でもまあ、愛なんてちょっと歪んでる方がむしろ純粋だと思う。
「なんというか、難儀だね」
こういう時、とってもいい言葉がある。
「それはそれとして、真川さんに乱暴しようとした報いを受けてもらうよ」
ここまでで太田くんのクセはすべて見抜いた。
僕は岩陰から飛び出す。
「もらったァ!」
太田くんは再びFN P90に持ち替えていた。迫る銃弾。
けれどこっちの方が早い。
僕の影から無数の腕が伸びる。
それを足場にして、跳躍。
「なっ……!?」
驚愕の声を漏らす太田くん。
銃を仰角に構え直すけれど、遅い。
懐に潜り込んだ。
「太田くん、ガン=カタって知ってる?」
「……は?」
これは残念。
15年くらいのSFガンアクション映画に『リベリオン』ってのがあるんだけど、「近接戦闘における拳法じみた高速銃撃戦」という新ジャンルを開拓した素晴らしい作品なのだ。
異世界で銃を使うなら、個人的には基礎教養だと思う。
「知らないならいいよ、お休み。

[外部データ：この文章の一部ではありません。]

PR #14517, opened 2023-04-06
[Unity][Op] Negative Log Likelihood Loss

SiriusNEO:
This op is widely used when we want to do training in Relax. Since we decide to upstream the Gradient pass from [mlc](https://github.com/mlc-ai/relax), we need to first upstream this operator. Its interface is similar with Relay and TOPI.


SiriusNEO:
cc @MasterJH5574

yongwww (approved):
looks awesome!

MasterJH5574 (approved):

PR #14525, opened 2023-04-07
[Unity] Properly handle tuple-outputting function in `FuseOpsByPattern`

masahi:
Previously, it has been assumed that when a fused function outputs a tuple, `TupleGetItem` needs to be attached to each output element to properly remap variables. But when an op that emits a tuple (e.g. `split`) is wrapped into a new function by this pass, that tuple can become the output of the fused function on its own. In such cases, a user of the output of such functions expects to get a tuple, so `TupleGetItem` must not be attached.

――前に、喉を潰すって言ったよね」
太田くんの首を掴み、握り込む。
その身体を持ち上げた。
「ガァッ……!」
苦しげに四肢をバタつかせる太田くん。
僕も拷問は趣味じゃないのだけれど、真川さんにしようとしたことを考えればそれこそ声帯を焼いてもいいかなと思う。
ただまあ、やりすぎると復讐の連鎖が始めるしね。
こっちに関わる気をなくす程度で押さえておきたい。
そういうわけで電撃魔法を流し込み、コロリと気絶してもらう。
ああ。
これは完全に余談だけど、僕のふだんの戦闘スタイルについて。
今みたいに影を足場にして距離を詰め、インファイトで魔法をブチ打ち込んでいく高速戦闘だ。
発動時間を短縮するため、魔法のイメージはすべて「手からいろいろ出る」で統一している。
いちいち火の球とか氷の矢とかを想像するのは時間の無駄だしね。